# Differential Equation Rate of decay problem

1. Sep 29, 2008

### clope023

1. The problem statement, all variables and given/known data

A chemical reaction converts a certain chemical into another chemical, and the rate at which the 1st chemical is converted is proportional to the amount of of this chemical present at any time. At the end of 1 hour, 50g of the 1st chemical remain; while at the end of 3 hours only 25g remain.

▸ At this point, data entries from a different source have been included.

PR #547, opened 2026-01-26
Rebuild the optimisation cache after moving a chain

pft:
Fixes  https://github.com/zynthian/zynthian-issue-tracking/issues/1564 for me.


riban-bw (approved):
Looks good to me.

PR #548, opened 2026-01-27
Arturia keylab 61 mk2

trrichard:
This is an early version of the Arturia Keylab 61 MK2 driver. I wanted to get feedback before I moved much farther ahead.

Today it supports basic transport controls, triggering pads and switching between devices. I added all the buttons in case anyone wants to help. 

I'd like to include working faders and some way to switch between the mixer view and pad view in later revisions.

I'd love to hear from the zynthian experts if this is the right direction to go. 

Thank you!

https://www.arturia.com/products/hybrid-synths/keylab-mkii/resources


riban-bw:
We are no longer developing Oram features. All pull requests (except significant bug fixes) should be against Vangelis.

PR #549, opened 2026-02-01
Arturia keylab 61 mk2 driver.

trrichard:
Early support for the arturia keylab 61 mk2.

Faders, encoders and paging have not been implemented yet.


jofemodo:
OK! Merged in Vangelis. You tested in Vangelis, right?
Thanks!

PR #553, opened 2026-03-04
Ft 1586 make arrow keys act consistently in all param editors

pft:
Implements https://github.com/zynthian/zynthian-issue-tracking/issues/1586 as far as I can see.

Enabling arrow keys to edit the values in a param editor (the ephemeral editor at the top of the screen invoked mainly from menus) everywhere on Zynthian.


riban-bw:
It looks like this has been branched from oram. Please branch from vangelis. We are not modifying oram other than critical bug fixes.

PR #554, opened 2026-03-06
fix: map F11 and F12 in keybindings

zieglermarian:
F11 and F12 usually get the keycodes 95 and 96. This minor fix maps these values to 77 and 78 which are used by zynthian-ui for the respective keys. Re-mapping at runtime ensures backwards compatibility.

### DIFF
--- a/zyngui/zynthian_gui_keybinding.py
+++ b/zyngui/zynthian_gui_keybinding.py
@@ -205,6 +205,11 @@ def get_key_action(keycode, modifier):
     logging.debug(
         f"Get keybinding function name for keycode: {keycode}, modifier: {modifier}")
     try:
+        # Hotfix: Map F11 and F12
+        if keycode == 95:
+            keycode = 77
+        if keycode == 96:
+            keycode = 78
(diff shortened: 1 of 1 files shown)


zyngui/zynthian_gui_keybinding.py
```diff
@@ -205,6 +205,11 @@ def get_key_action(keycode, modifier):
     logging.debug(
         f"Get keybinding function name for keycode: {keycode}, modifier: {modifier}")
     try:
+        # Hotfix: Map F11 and F12
+        if keycode == 95:
+            keycode = 77
```
riban-bw, line 210: Keycode 77 is used for num lock and 78 is scroll lock. We use num lock modifier to allow keypads to have 2 layers. This fix does not work.

riban-bw:
This PR fails due to conflict with Num Lock keycode. I think this is the wrong approach. The F11 & F12 keycodes should not be remapped. We should handle them within the keyhandler code.

So I will reject the PR. Take a look at the key handler to see if it can be modified.

Issue #154, opened 2021-01-28
Improve distribution of updateCli


dduportal:
**Is your feature request related to a problem? Please describe.**

* I would like to verify the checksum of the `updateCli` binary I'm downloading
* I would like to be able to use `updateCli` as a Docker image sometimes (instead of a binary)
* As a macOS user, I would like to be able to install and update `updateCli` with homebrew, the package manager

**Describe the solution you'd like**

The goreleaser tool (https://goreleaser.com/) could be a great help for solving all of this requests at once (and maybe more)

**Describe alternatives you've considered**

* Scripting the generation of checksum can be done quite easily
* It looks like there is already a Dockerfile at the repository's root: adding a piece of doc could be helpful

**Additional context**

N.A.

olblak:
Almost everything as been implemented in https://github.com/updatecli/updatecli/releases/tag/v0.3.4
I am still missing the brew part but as I a non macOS user, I am not planning to spend more time on this

PR #180, opened 2021-02-18
Switch build process to goreleaser

dduportal:
This PR aims at switching the build process from tedious shell scripting to [GoReleaser](https://goreleaser.com/quick-start/).
It is a foundational work for the futures PR about #154.

The scope of the PR is to provide a replacement "as it", without enabling all the powerful feature of goreleaser yet, which means:

- Only build the binaries with the same name as before
- No release, no binary checksum, no changelog, no homebrew support managed by goreleaser

Please note that command `make build` is now building all of the binaries:

- The rationale is to use build matrix instead of 1 build per couple `GOOS` + `GOARCH` as in https://github.com/garethjevans/inspect/blob/main/.goreleaser.yml#L9 (ldflags are not duplicated, etc.).
- The overhead is ~ 0.4s on my machine (MBP Core i7 2,6 Ghz, 16 Go, NVMe): Running 15 times the build has a median build time of 4.2s (max 4.8, min 3.9) while it was 3.8s before goreleaser (max 4.4 min 3.6).
- The difference with `make build.all` **for now** is that `make build` is aimed at development, so it uses the `--snapshot` flag for goreleaser.


olblak (approved):
Thanks for this PR, I can't wait to use more goreleaser

PR #181, opened 2021-02-18
[WIP] Allows reinjecting configuration value into a different places

### LINKED ISSUE #158: Allow to define and use multiple sources

In the current state, we can only define one source per configuration file. 
Sometimes to update a target, the information need to come from multiple sources, as example is 
to fetch both the latest version of a package and its checksum from a different file. 
Combined with #156 this would also drastically simplify pull request as every changes related to one thing would be grouped in the same pull request.

Obviously having multiple sources would also mean that every condition/target should be able to either specify the source or fetch a default source value

The sources would accept a map source identified by a sourceID
Conditions and and targets would accept the key "from" to define which source value to use by default

```
sources:
  source1:
    name: Fetch value from 
    kind: file
    spec:
      file: "http://example.com/checksum.txt"
  source2:
    name: Fetch package version
    kind: githubRelease
    spec:
      owner: owner
      repository: repositry
      username: username
      email: email
      token: token
conditions:
  condition1:
    from: source2
    name: Test Docker image publish
    kind: dockerImage
    spec:
     image: docker_image 
  condition2:
    from: source1
    name: Test content
    kind: file
    spec:
     file: "http://example.com/checksum.txt"
targets:
  targetID1:
    from: source1
    name: Test Docker image publish
    kind: dockerfile
    spec:
     file: Dockerfile
     instruction: ARG[0][0]
  targetID2:
    from: source2
    name: Test Docker image publish
    kind: dockerfile
    spec:
     file: Dockerfile
     instruction: ARG[1][0]

```

/

**Additional context**
/

olblak:
This PR is an attempt to partially fix #158

It allows reinjecting configuration value into a different places.
The function "pipeline" accept one parameter where the value correspond to an updatecli configuration key, value where the key must start with a capital letter. 

which can be defined like: 
```
title: {{ pipeline "Source.Output" }}
source:
  name: Get Latest helm release version
  kind: githubRelease
  spec:
    owner: "helm"
    repository: "helm"
    token: {{ requiredEnv .github.token }}
    username: olblak
    version: latest
```
The configuration is updated after each stage, if it finds a function configuration value set to `pipeline "updatecli_config"`, then it tries to replace with a value but only if the value exists otherwise it keeps `pipeline "updatecli_config"` for the next run .

This pull request also remove the constraint to only use go template with files extension .tpl

Once the multiple sources is implemented, I'll add a new template function named Source which will accept as a parameter a source id. The purpose will be to have a simpler way to retrieve a source output

```
title: {{ source "Id" }}
sources:
  id:
    name: Get Latest helm release version
    kind: githubRelease
    spec:
      owner: "helm"
      repository: "helm"
      token: {{ requiredEnv .github.token }}
      username: olblak
      version: latest
```

### DIFF
--- a/pkg/core/config/main.go
+++ b/pkg/core/config/main.go
@@ -1,9 +1,14 @@
 package config
 
 import (
+	"bytes"
+	"errors"
 	"fmt"
+	"os"
 	"path/filepath"
+	"reflect"
 	"strings"
+	"text/template"
 
 	"github.com/mitchellh/hashstructure"
 	"github.com/sirupsen/logrus"
@@ -11,8 +16,21 @@ import (
 	"github.com/olblak/updateCli/pkg/core/engine/condition"
 	"github.com/olblak/updateCli/pkg/core/engine/source"
 	"github.com/olblak/updateCli/pkg/core/engine/target"
-	"github.com/spf13/viper"
 	"gopkg.in/yaml.v3"
+)
+
+var (
+	// ErrConfigFileTypeNotSupported is returned when updatecli try to read
+	// an unsupported file type.
+	ErrConfigFileTypeNotSupported = errors.New("file extension not supported")
+
+	// ErrNoEnvironmentVariableSet is returned when during the templating process,
+	// it tries to access en environment variable not set.
+	ErrNoEnvironmentVariableSet = errors.New("Environment variable doesn't exist")
+
+	// ErrNoKeyDefined is returned when during the templating process, it tries to
+	// retrieve a key value which is not defined in the configuration
+	ErrNoKeyDefined = errors.New("key not defined in configuration")
 )
 
 // Config contains cli configuration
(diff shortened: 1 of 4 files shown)


olblak:
More I think about this PR and less I am convinced that it's the right approach

dduportal:
@olblak WDYM?

olblak:
@dduportal They are many side cases that I have to deal with.

First, because of an initial design, we can't predict the order of execution for sources/conditions/targets as they are using maps instead of lists. 

The reason to use a map instead of a list was driven by viper as describe on this [PR](https://github.com/updatecli/updatecli/pull/195). viper can set value based on environment variable as long as it respected the format UPDATECLI_CONDITION_ID_KEY
It didn't support lists and I had to define one environment variable per key/value so I introduced Go templates.

I am now investigating with HCL as it could build a graph of execution for source,condition and targets.

One of the requirements will be to switch from maps to lists.

dduportal:
In order to stay with maps, WDYT about the following:

* Maps of sources/conditions are by default sorted in the lexicographic order 
* You might had a custom attribute to the map which would be the "priority"

olblak:
I am closing this PR as it has been superseded by #242

PR #183, opened 2021-02-20
Add multi sources support

olblak:
This PR comes hand in hand with #181  to solve #158 
While keeping backward compatibility, I am switching from one source to a map of sources.
Now for each condition/target, we must specify the `sourceID` parameter to specify which source a condition/target depends on, 
it mainly used to get default values for those stages.  

An example of this change
```
---
title: Bump jenkinsciinfra/helmfile image
sources:
  helm:
    name: Get Latest helm release version
    kind: githubRelease
    spec:
      owner: "helm"
      repository: "helm"
      token: {{ requiredEnv .github.token }}
      username: olblak
      version: latest
  helm2:
    name: Get Latest helm release version
    kind: githubRelease
    spec:
      owner: "helm"
      repository: "helm"
      token: {{ requiredEnv .github.token }}
      username: olblak
      version: latest
conditions:
  isENVSet:

```

### DIFF
--- a/examples/updateCli.d/sources/dockerfile_sources.tpl
+++ b/examples/updateCli.d/sources/dockerfile_sources.tpl
@@ -1,0 +1,71 @@
+---
+title: Bump jenkinsciinfra/helmfile image
+sources:
+  helm:
+    name: Get Latest helm release version
+    kind: githubRelease
+    spec:
+      owner: "helm"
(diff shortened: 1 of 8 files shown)


olblak:
I modified this PR to only focus on multi sources and remove any mention of more advanced templating.

PR #199, opened 2021-03-25
fix: make tests pass by mocking out auth'd http calls

garethjevans:


olblak:
Thanks for the PR, since you are transforming some integration test into unit tests, I have to carefully review it

garethjevans:
Probably shouldn't be running integration tests as part of the build, we should tag them as "integration" tests and exclude them from the default build to exclude any external calls.

olblak:
As discussed I would be interested to keep integration tests as well but running them less often.

So unit tests would be executed using `go test -v -short` and long-running test with `go test -run Integration`

`

`

dduportal:
I'm closing this PR, as the httpclient is implemented since #418 .

I wasn't aware of this PR but it seems that it's the same idea (I'm not totally crazy ;) ).

Thanks a lot!

Issue #159, opened 2021-01-28
Allow to configuration changelog


olblak:
**Is your feature request related to a problem? Please describe.**
Right now the way to retrieve a changelog depends on the source resource. 
It would be nice to allow to parameterized it.

**Describe the solution you'd like**

```
sources:
  source1:
    name: Fetch value from 
    kind: file
    spec:
      file: "http://example.com/checksum.txt"
    changelog:
        kind:
        spec:
            github:
                owner:
                ....
```

**Describe alternatives you've considered**

**Additional context**

olblak:
While the need is still there the configuration need to be think more

PR #208, opened 2021-04-02
First get changelog information before applying transformers to the source value

olblak:
In the default behavior, updatecli tries to guess changelog information using the value returned from a source. 
There is a bigger chance that this initial value can be used to retrieve changelog information than once it has been transformed for later stages.

Thanks, @dduportal  for identifying this issue

Btw I still have some plan to define a changelog configuration to customize the way we retrieve changelog information as described in this issue #159 


dduportal (approved):
LGTM 👍

PR #220, opened 2021-04-21
Use Goreleaser to build and publish assets

olblak:
Use Goreleaser to build and publish assets (including docker images)


dduportal (approved):
🚀

PR #221, opened 2021-04-21
BREAKING: Add git push --force parameter

olblak:
In the current stage, we always push commits/tags using the --force parameter.
I propose the parameter `force` which can be specified at the Github/git level to enable or disable that behavior with the default behavior set to no force push which is a breaking change compared to the current situation.


dduportal (approved):
LGTM 👍 

Do'nt forget to prefix the PR's title with `BREAKING:` because it's a breaking change ;)

oleg-nenashev (approved):

PR #224, opened 2021-04-22
fix: Re-install ca-certificates in Dockerfile

olblak:
This is regression introduced by #220 


dduportal (approved):
🚀

PR #246, opened 2021-07-03
Add username/password parameter for Docker Registry authentication

### LINKED ISSUE #245: unauthorized ghcr.io access
**Describe the bug**
It appears that tests are now failing as we can't authenticate on ghcr.io API anymore
-> https://github.com/updatecli/updatecli-action/runs/2980227475?check_suite_focus=true

**To Reproduce**

cp pkg/plugins/docker/registry/ghcr
go test 

**Expected behavior**
It used to be working

 - OS: linux
 - Version: v0.4.0

**Additional context**

olblak:
Fix #245 

For some reason, the previous authentication mechanism using Token doesn't work anymore and changing to bearer like other registry works

This pull request refactor docker registry authentication, we should now specific a username and password parameter when we need to authenticate with a docker registry such as 
 
```
dockerImage:
    kind: dockerImage
    postfix: "-jdk11"
    spec:
        image: jenkins/jenkins
        username: bob
        password: xxx
```

**Remark**
Credentials required for the new test are not available from Github Action triggered by pull request from fork repository so I am introducing short test and long test to only execute short tests in such cases


olblak:
GITHUB_TOKEN doesn't work with bearer token which is a serious regression, I need to investigate other options

olblak:
It seems that secrets are not available from the runner

olblak:
Credentials required for the test are not available from github action running for pull request so I am introduce short test and long test to only execute short tests from PR runner

olblak:
https://docs.docker.com/registry/spec/api/#content-digests

PR #713, opened 2022-07-21
Draft Solution CLI Print Methods

Alopezjr2002:
Print_utils.py includes methods that will handles all click.echo references. Instead of having click.echo through the code base it can be found only once inside of the file created


SteveMaier-IRT:
@Alopezjr2002 please make sure to sign the CLA.

PR #714, opened 2022-07-21
Draft Solution CLI Print Methods Issue

CodingForFun-coder:
The new file that was added was print_utils.py which includes all click.echo references that were in electionguard_cli. All files that had contained click.echo within electionguard_cli now has methods from prnt_utils.py that contain click.echo references.


SteveMaier-IRT:
@CodingForFun-coder please make sure that you sign the CLA.

src/electionguard_cli/cli_steps/cli_step_base.py
```diff
@@ -15,17 +15,17 @@ class CliStepBase:
     VERIFICATION_URL_NAME = "verification_url"
 
     def print_header(self, s: str) -> None:
-        click.echo("")
-        click.secho(f"{'-'*40}", fg=self.header_color)
-        click.secho(s, fg=self.header_color)
-        click.secho(f"{'-'*40}", fg=self.header_color)
+        Echo("")
+        Secho(f"{'-'*40}", fg=self.header_color)
```
shivbijlani, line 19: Move header_color and other local members to print utils. 
CliStepBase should not care about the colors of printing to the command line (separation of concerns). It should call print header method or print warning method, and the implementation details of print module should deal with colors.

shivbijlani: cc @CodingForFun-coder , @jknight777

PR #715, opened 2022-07-21
Draft CLI Print Method

Alopezjr2002:
Print_utils.py includes methods that will handles all click.echo references. Instead of having click.echo through the code base it can be found only once inside of the file created


src/electionguard_cli/print_utils.py
```diff
@@ -1,19 +1,26 @@
...
-def print_message(text: str, underlined=False):
+def print_message_utils(text: str, underlined=False):
     click.secho(f"{text}", fg="white", underline=underlined)
 
-def print_warning(text: str, warning_color="bright_red") -> None:
+def print_warning_utils(text: str, warning_color="bright_red") -> None:
     click.secho(f"WARNING: {text}", fg=warning_color, bold=True)
 
-def print_error(text: str, error_color="bright_red"):
+def print_error_utils(text: str, error_color="bright_red"):
```
shivbijlani, line 16: Whats the reason for adding _utils at the end of each function?

Alopezjr2002: inside of cli_step_base print_header was the name of the method that was already existing and just to distinguish which print_header belonged where. If I didnt add _utils it would have confused me as to which method I was using

shivbijlani: I understand, but those methods are in different files. to disambiguate, try using the "import as" functionality in python so that print_header in the base calls print_utils.print_header in the new print module.

PR #717, opened 2022-07-23
Draft CLI Print Method

CodingForFun-coder:
The new file that was added was print_utils.py which includes all click.echo references that were in electionguard_cli. All files that had contained click.echo within electionguard_cli now has methods from prnt_utils.py that contain click.echo references.


src/electionguard_cli/cli_steps/cli_step_base.py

a) how many grams of the 1st chemical were present initially?

2. Relevant equations

dx/dt = -kx

x(0) = x0
x(1) = 50g
x(3) = 25g

int[dx/x = -kdt] -> ln(x) = -kt + c

x = ce^(-kt)

x(0) = x0 -> x0 = C(1), x = x0e^(-kt)

3. The attempt at a solution

I'm pretty much stuck where I ended the relevant equations, I'm not sure what to do to get x0 by itself, I tried plugging in the 1st hour value which got me

50 = x0e^(-k), but I need to solve for k or the value of e^(-k) before I can solve for x0, which I could do easily by taking e^(-k)/50 and then I could solve the rest of the problem; any help would be greatly appreciated.

oh and if th3plan is reading this, thanks for the help in the other thread I made.